見出し画像

MSワラントをゆるっと考える

みなさま、こんにちは。「もこもこ」です。

初めてましての方も、いらっしゃるかもしれませんが普段はTwitterで情報発信させて頂いています。

Twitter ⇒ mokorpho3653

仕事柄、ファイナンスの勉強や株式投資もやっておりまして、このコラムを読んで、ちょっとでも参考になったなぁと思っていただければ非常に嬉しいです。

2020年は新型コロナの猛威、そしてニューノーマル時代への変わる、きっかけとなった年であり、多くの会社で資金調達の必要が出てきました。

上場企業における資金調達(増資)の傾向が

「MSワラント:転換価額修正条項付き新株予約権」が増えている
誰が名づけたかわかりませんがMSワラントが【悪魔の増資】と呼ばれることにより、非常に不評を買うケースが増えています。

MSワラントは仕組みが複雑・不確定・長期間に渡るため、MSワラント企業=株主軽視の極悪企業とひどいアレルギー反応を起こしているのですが、それなのに、なぜMSワラントが無くならないんでしょうか?

理由は簡単で「機動性が高く、便利」な増資方法だからです。

今後MSワラントは、なくなるどころか、今後ますます増える資金調達方法です。MSワラントって何なのか、いざMSワラントに遭遇したら、MSワラントに遭遇しないようにするにはどうするか、これを参考にゆるっと考えていただければと思います。


(1)資金調達・増資の種類と特徴

各資金調達方法について機動性、調達金額の確度、希薄化、マーケットインパクト(MI)についてそれぞれ紹介していきます。

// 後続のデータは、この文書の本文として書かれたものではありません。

PR #1443, opened 2021-06-30
Add EndpointSlice and new policy fields to syncer

caseydavenport:
## Todos
- [ ] Tests
- [ ] Documentation
- [ ] Release note

## Release Note

```release-note
Support for Services in NetworkPolicy egress rules
```

### DIFF
--- a/lib/validator/v3/validator.go
+++ b/lib/validator/v3/validator.go
@@ -1,4 +1,4 @@
-// Copyright (c) 2016-2020 Tigera, Inc. All rights reserved.
+// Copyright (c) 2016-2021 Tigera, Inc. All rights reserved.
 
 // Licensed under the Apache License, Version 2.0 (the "License");
 // you may not use this file except in compliance with the License.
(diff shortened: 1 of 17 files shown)


lib/validator/v3/validator.go
```diff
@@ -1203,6 +1226,22 @@ func validateNetworkPolicy(structLevel validator.StructLevel) {
 		}
 	}
 
+	// Services are only allowed on egress rules.
```
fasaxc, line 1229: Think we should also prevent services in the egress Destination struct

lib/validator/v3/validator_test.go
```diff
@@ -1947,6 +1947,64 @@ func init() {
...
+									Name:      "service1",
+									Namespace: "default",
+								},
+							},
+						},
+					},
+				},
+			}, false,
+		),
+
```
fasaxc, line 2007: Worth shooting for full coverage in the validation logic; think there are a few more cases to cover

fasaxc (changes requested):
Generally looking good to me

caseydavenport:
@fasaxc I think this is ready for another look.

Also @mgleung this is the next part of the PR you reviewed today

lib/validator/v3/validator.go
```diff
@@ -1333,6 +1387,33 @@ func validateGlobalNetworkPolicy(structLevel validator.StructLevel) {
...
```
mgleung, line 1390: Do we not also need to check that services are not set as the source on the egress rules for the GNP?

mgleung (approved):
LGTM

PR #148, opened 2026-08-25
Remove the experimental Utreexo node mode

### LINKED ISSUE #144: Remove Utreexo experimental node support
## Goal

Remove the in-tree Utreexo node mode, accumulator integration scaffolding, and related pruning/runtime surface from bitcoin-rs.

The current product direction already keeps authoritative UTXO state compact and separates wallet/explorer queries into `TxLookup` and `ScriptIndex`. Utreexo would only remove the local UTXO set by replacing it with proof transport, proof availability, accumulator persistence, reorg recovery, and bridge infrastructure. For the current full-node/server target, that complexity does not justify the remaining state reduction.

## Scope

- Remove the `bitcoin-rs-utreexo` crate from the workspace.
- Remove `--utreexo-mode` and related feature/configuration plumbing.
- Remove Utreexo accumulator/proof/bridge scaffolding and placeholder node integration.
- Remove `UtreexoOnlyCoordinator` and Utreexo-specific pruning paths/tests.
- Remove Utreexo parity gates, docs, PLAN/CONCEPTS/DEVIATIONS references, and stale compatibility notes.
- Remove Utreexo-specific Cargo features/dependencies from node, binary, pruning, and workspace manifests.
- Keep normal UTXO validation, pruning, block storage, `TxLookup`, `ScriptIndex`, Esplora, and BIP300/301 behavior unchanged.

## Rationale

Utreexo is valuable when minimizing validator state is itself a product requirement, such as mobile/embedded or proof-native/stateless deployments. That is not the current bitcoin-rs target.

The existing implementation is not an operational compact validator: it does not provide a production proof transport/provider path, accumulator lifecycle integrated with connect/disconnect, or complete compact-mode recovery semantics. Carrying the partial feature creates a second validation architecture and pruning model without a concrete consumer.

If a real compact-validator use case appears later, Utreexo can be reintroduced around that requirement instead of retaining speculative integration in the main node.

gosunuts:
Closes #144

## Why

The Utreexo integration was scaffolding, not an operational compact validator: it had no production proof transport/provider path, no accumulator lifecycle wired into connect/disconnect, and no complete compact-mode recovery semantics. It carried a second validation architecture and pruning model with no in-tree consumer, while the full-node/server target keeps authoritative UTXO state compact via the shard-table UTXO set, `TxLookup`, and `ScriptIndex` already.

## What changed

- **Deleted `crates/utreexo`** (`Accumulator`/`Bridge`/`Proof` wrappers over rustreexo) plus the workspace `rustreexo` and `bitcoin-consensus-encoding` pins that existed only for it.
- **Config surface**: removed `utreexo_mode` from `Config`, CLI (`--utreexo-mode`), env (`BITCOIN_RS_UTREEXO_MODE`), TOML layering, and the `bitcoin.conf` merge.
- **Cargo features**: removed the `utreexo` feature and `bitcoin-rs-utreexo` dep from `crates/node`, the feature-forwarding entries, and the bin's `utreexo` passthrough.
- **Pruning**: removed `UtreexoOnlyCoordinator`, `BlockProcessed`, `PrunePolicy::utreexo_only`/`is_utreexo_only`, and the `utreexo_no_blocks` test. `prune_then_reorg` keeps its immediate-deletion coverage with an explicit aggressive `PrunePolicy` literal (retention still floors at the 288-block reorg margin). Regular `-prune=` pruning is untouched.
- **Gates**: removed the G8 utreexo parity gate file and its `[[test]]` target; the G8 number stays reserved in `PLAN.md` so G9+ references remain stable.
- **Docs**: README, `CONCEPTS.md`, `docs/policies/source-compatibility.md`, node/pruning READMEs updated; `DEVIATIONS.md` records the removal where the old feature-passthrough note lived; `PLAN.md` goal/tree/Task 6/Task 11/G8 updated (the 2026-05-19 ultrareview log is left as a historical audit record).
- **Windows build fix (drive-by, required for verification)**: main removed the `cfg(not(windows))` gates around `install_shutdown_handler`, but signal-hook has no `iterator` module on Windows, so the node crate did not compile on Windows at all. The unix handler is gated again and Windows gets a documented no-op stub. (Same fix as #146.)

## Verification

- `cargo test -p bitcoin-rs-pruning`: 3/3 pass (including the converted `prune_then_reorg`).
- `cargo test -p bitcoin-rs-node --no-default-features --features fjall`: 460 passed, 32 failed — every failure is the pre-existing Windows `Os error 5 PermissionDenied` family in checkpoint/corpus I/O tests (same signature as on main; unrelated to this change).
- Node integration binaries (`rpc_wiring`, `sync_smoke`, `bitcoin_conf_compat`, `config_layered`): 33/33 pass.
- `cargo clippy -p bitcoin-rs-node --all-targets -- -D warnings`: clean except the pre-existing Windows-only `sync_blocks_dir` `unnecessary_wraps` artifact (`#[cfg(not(unix))]` no-op variant; ubuntu CI unaffected).
- Benches compile; `cargo fmt --all` applied; `Cargo.lock` regenerated without `bitcoin-rs-utreexo`/`rustreexo`.


metaphorics:
@codex review

rabbitson87 (commented):
Reviewed against #144's stated scope, on `pr148` merged onto `main` at 00938d8.

**The removal itself is clean.** After this change six `utreexo` mentions remain in the tree, and all six are deliberate historical notes (`DEVIATIONS.md`, `PLAN.md` ×3, a plan log). No dangling `[[test]]` entry, no orphaned feature, no dead `mod`. `PrunePolicy::utreexo_only()` and `UtreexoOnlyCoordinator` are gone together, so pruning is left with one policy model rather than two. That is the outcome #144 asked for.

Two things I'd want changed before this merges, and one question.

---

### 1. `crates/node/src/signal.rs` is not part of this change

This hunk has nothing to do with Utreexo. It rewrites `install_shutdown_handler` into a `#[cfg(not(windows))]` / `#[cfg(windows)]` pair where the Windows arm is:

```rust
Ok(thread::spawn(move || {
    let _guard = shutdown_tx;
    loop { thread::park(); }
}))
```

The technical claim in the doc comment is correct — `signal_hook::iterator` is `#[cfg(not(windows))]`, so the old unconditional `use` genuinely does not compile there. But the consequence is that **on Windows the node silently loses graceful shutdown**: SIGINT/SIGTERM never reach the channel, and the parked thread holds the `Sender` alive so nothing downstream observes a disconnect either. A build error is loud; a shutdown path that returns `Ok` and does nothing is not.

Three reasons this should be its own PR rather than a passenger here:

- **There is a gate for exactly this subject.** `bin/bitcoin-rs/tests/gates/g12_graceful_shutdown.rs` — "SIGTERM during IBD → all in-flight writes flush, RPC connections drain with 5 s deadline, snapshot written, exit code 0." It has no `cfg` in it and is untouched by this PR, so the gate keeps asserting a contract the Windows build no longer honours.
- **CI cannot see either state.** Every lane is `ubuntu-latest`, so neither the previous Windows build failure nor the new stub is covered. Whichever way this goes, it goes unverified.
- **It is undocumented, in a PR that documents its other behaviour change.** This PR correctly adds a `DEVIATIONS.md` note for the removed `utreexo` feature passthrough. A platform where graceful shutdown does not work is at least as reportable, and gets no entry.

`signal-hook` also stays an unconditional dependency with `features = ["iterator"]` after this change, so the dependency graph does not reflect the split either.

If the goal is a working Windows build, the honest shapes are a `ctrlc`-style handler that actually sends on the channel, or a compile-time refusal — not an `Ok(())` that means nothing.

### 2. The two ways to set this option now fail differently

`--utreexo-mode` is removed from `ConfigLayer`, and `load_from_args` uses `try_parse_from(...)` with `err.exit()` and no `ignore_errors`. So:

- `bitcoin-rs --utreexo-mode=true` → clap rejects the unknown flag, the process exits nonzero. **Loud.**
- `BITCOIN_RS_UTREEXO_MODE=true bitcoin-rs` → the env `match` in `config.rs` ends in `_ => {}`, so it is dropped. The node starts in ordinary full-UTXO mode. **Silent.**

Same setting, same removal, opposite outcomes. An operator who configured this through the environment gets no signal that the mode they asked for no longer exists — they just get a node quietly doing something else.

The `_ => {}` catch-all predates this PR, so this is not a defect it introduces; it is a defect it makes reachable. I'd rather see it named in `DEVIATIONS.md` than left for whoever hits it. Worth deciding once rather than per-option, because **#146 has the identical question** and answers it differently — see my note there.

### 3. Question: is `G8` reserved or retired?

`PLAN.md` now says "the gate number stays reserved so G9+ references remain stable". Reserving a number so later references do not shift is reasonable, but nothing enforces it — a future gate could take `g08_` and the PLAN text would be quietly wrong. If the intent is real, `g15_workspace_version_sync.rs` is the precedent for a cheap structural assertion. If the intent is just "do not renumber", saying that instead would read more plainly.

---

### Conflict

`CONFLICTING` against current `main`, but only in **`PLAN.md`** — the merge is otherwise clean and the 28-file code removal applies unchanged. It is 16 commits behind. Of the six conflicting PRs in the queue this is by far the cheapest to resolve, and it deletes 1094 lines, which shrinks the conflict surface for the others. I'd put it at the front of the conflict queue for that reason alone.

I did not push a rebase, since this is your branch and I did not want to land on top of local work.

Issue #122, opened 2026-08-25
Keep the permanent test surface narrow around consensus and external compatibility


gosunuts:
## Principle

Tests are executable constraints. Keep the permanent test surface intentionally narrow, and do not use tests to freeze implementation outside Bitcoin consensus, external compatibility, durable storage/recovery semantics, and explicitly chosen product contracts.

A permanent test should carry information that must survive a substantially different implementation.

> **Tests define constraints, so add as few constraints as correctness requires.**
>
> In bitcoin-rs, the constrained surface should be unusually strong around consensus and compatibility, but unusually weak around internal architecture and algorithms.

This is not a request to reduce verification. Cheap implementation verification can be generated and run when code changes. The repository should permanently retain only the verification that also carries durable design information.

## The important distinction for bitcoin-rs

bitcoin-rs is many apparently small behaviors are actually Bitcoin contracts.

Do **not** delete a test merely because the implementation is simple or the test is unit-sized. If it protects Bitcoin consensus, canonical serialization, wire interoperability, Core parity, reorg/recovery correctness, or a durable on-disk format, it is high-value permanent executable documentation.

For example, the current `Tx::txid()` / `wtxid()` fixture test compares against the canonical `bitcoin` implementation. That is exactly the kind of permanent test we want: a completely different hashing implementation should still produce the same result.

Likewise the script stack's 1000-item maximum is a Bitcoin consensus constraint. The data structure used to enforce that limit is replaceable; the limit is not.

## Keep and strengthen

Keep tests and gates that encode durable externally meaningful behavior, especially:

- Bitcoin Core consensus-vector parity (`tx_valid`, `tx_invalid`, `script_tests`, `sighash`)
- consensus activation and script rules (BIP30/34/65/66/68/113/141/341/342, etc.)
- canonical transaction/block/hash serialization and endian semantics
- txid/wtxid/sighash equivalence with canonical implementations/vectors
- accepted/rejected block and transaction equivalence with Bitcoin Core/kernel where applicable
- full-IBD chainstate / UTXO parity, including MuHash evidence
- connect/disconnect and deep-reorg state equivalence
- snapshot import/export compatibility where the format is intentionally durable
- persistent storage reopen/crash-recovery/durability guarantees
- undo data sufficient to restore the exact prior chainstate
- P2P wire/protocol behavior required for interoperability
- RPC behavior intentionally compatible with Bitcoin Core or documented as a stable bitcoin-rs API
[...]

PR #161, opened 2026-08-26
fix(consensus): restore the kernel-parity lane on main

rabbitson87:
`kernel-parity` has been red on `main` since 30e8430 ("refactor(consensus): collapse transaction verification entrypoints"). Two mechanical leftovers of that refactor:

- **`verify_tx.rs:796`** still imports `verify_transaction_non_script` into the test module. The one remaining call site reaches it through `super::`, so the import is unused.
- **`verify_block.rs:473`** maps `|tx| tx.compute_txid()` where the method itself will do, which `redundant_closure_for_method_calls` refuses under `-D warnings`.

Both fail the lane's `cargo clippy -p bitcoin-rs-consensus --all-targets -- -D warnings` step. Because the errors are in a `lib test` target, the crate does not compile and **the lane never reaches its tests** — so the parity vectors have not run on `main` for as long as this has been broken.

## What changed since this PR was opened

It originally also carried an `fmt` fix. It no longer does. 19da503 ("style(consensus): satisfy Rust 1.95 formatting") landed the same reformatting on `main` independently, and rebasing onto 00938d8 absorbed it. The diff is now **2 files, 7 lines** — exactly the part `main` still needs, and nothing that duplicates work already done.

The title changed to match. Carrying a description that claims an `fmt` fix this branch no longer makes would be the smaller kind of lie, but still one.

## Verified

Run on this branch rebased onto `main` at 00938d8, using the lane's own steps rather than a paraphrase of them:

```
cargo fmt --all -- --check                                        ok
cargo clippy -p bitcoin-rs --all-targets -- -D warnings           ok
cargo clippy -p bitcoin-rs-consensus --all-targets -- -D warnings ok
cargo test -p bitcoin-rs-consensus --no-fail-fast -- --include-ignored  ok
```

The same two clippy errors reproduce on `origin/main` unpatched, so the lane's redness is confirmed present before and absent after, not assumed.

## No test

Deliberate. The constraint is already executable — it *is* the lane. A test asserting that source text satisfies a lint would be a second, weaker copy of a check CI already runs, and #122 asks for exactly the opposite: permanent tests should carry information that survives a different implementation, which this would not.

## Why separately

Nothing behavioural. A red lane costs every open PR its CI signal, and there are sixteen others. Landing this first is what makes their results mean anything.

Note also that the current `main` CI run has had `clippy`, `kernel-parity` and `bench-smoke` sitting in `in_progress` for nine hours — so `main`'s signal is currently both red *and* stalled. This PR addresses the red half only.

### DIFF
--- a/crates/consensus/src/verify_block.rs
+++ b/crates/consensus/src/verify_block.rs
@@ -470,7 +470,12 @@ mod tests {
         block
     }
     fn check_block_rules(block: &Block, context: BlockRuleContext) -> Result<(), ConsensusError> {
-        let txids: Vec<Txid> = block.0.txdata.iter().map(|tx| tx.compute_txid()).collect();
+        let txids: Vec<Txid> = block
+            .0
+            .txdata
+            .iter()
+            .map(bitcoin::Transaction::compute_txid)
+            .collect();
         let has_witness = block_has_witness(&block.0);
         verify_block_rules_precomputed(&block.0, context, &txids, has_witness)
     }
--- a/crates/consensus/src/verify_tx.rs
+++ b/crates/consensus/src/verify_tx.rs
@@ -793,7 +793,7 @@ mod tests {
 
     use super::{
         ScriptStageTimings, is_final_tx_with_locktime_cutoff, verify_coinbase_script_sig_size,
-        verify_transaction, verify_transaction_non_script,
+        verify_transaction,
     };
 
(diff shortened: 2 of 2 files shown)


gosunuts:
Closing as duplicate/already applied. The two remaining changes in this PR are already present on `main`, so merging it would not add any effective change.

①銀行借入・社債:銀行から借りられれば一番楽ですが、B/Sが悪くなるほど多額の借入は信用低下など逆効果を招く可能性も

機動性:高い、金額:確定、希薄化:なし、MI:ほとんどなし、備考:借金なので返済義務がある

②新株発行(公募もしくは第三者割当):新株を時価で発行します。

機動性:低い(制約があり頻繁に新株発行できない)、金額:確定、希薄化:あり、MI:規模によるがマイナス、ただし第三者割当の時は資本業務提携等の思惑が絡むためプラスになるケースが多い、備考:規模が大きいと、マーケットバランスが崩れ暴落の引き金に、ただしMSワラント、MSCBよりはバッファは効く(発行された新株が全てマーケットに流れるわけでないため)

③CB(転換社債):①と②のいいとこ取りに設計された社債。転換価格以上の株価になった場合、社債(借金)が新株に変化するため、発行企業の立場では、転換が進むような株価政策をする傾向にある。ただしデフォルトリスクもあるのと時代にそぐわず、最近はあまり発行されていない。似た商品で転換ではなく新株予約権がついたワラント債もあるが、こちらも最近は見かけません。

機動性:低い、金額:確定、希薄化:転換されればあり、MI:昔はCB発行が大相場になるケースもあったが、最近は希薄化が嫌気される様子。備考:昔の新発CBは転換促進の株価政策まで織り込むため、ほぼ間違いなく儲かる商品としてIPO公募株並みの人気でした。

④MSCB(転換価格修正条項付き転換社債):転換価格が変動できるように設計したCB、赤字バイオベンチャーが好んで使用したため、マーケットには非常に悪いイメージがついてしまい、【悪魔の増資】と呼ばれるきっかけに。MSワラントと混同している人が多い。

機動性:低い、金額:確定、希薄化:空売りとセットになるのが一般的でで、希薄化の影響は大きい。MI:暴落がほとんど、備考:通常の資金調達ができないような赤字会社が行う手法ですが、株価が下がりすぎると転換できずデフォルトするリスクがあるため、最近はMSワラントを使うケースがほとんどで、時代遅れの手法に。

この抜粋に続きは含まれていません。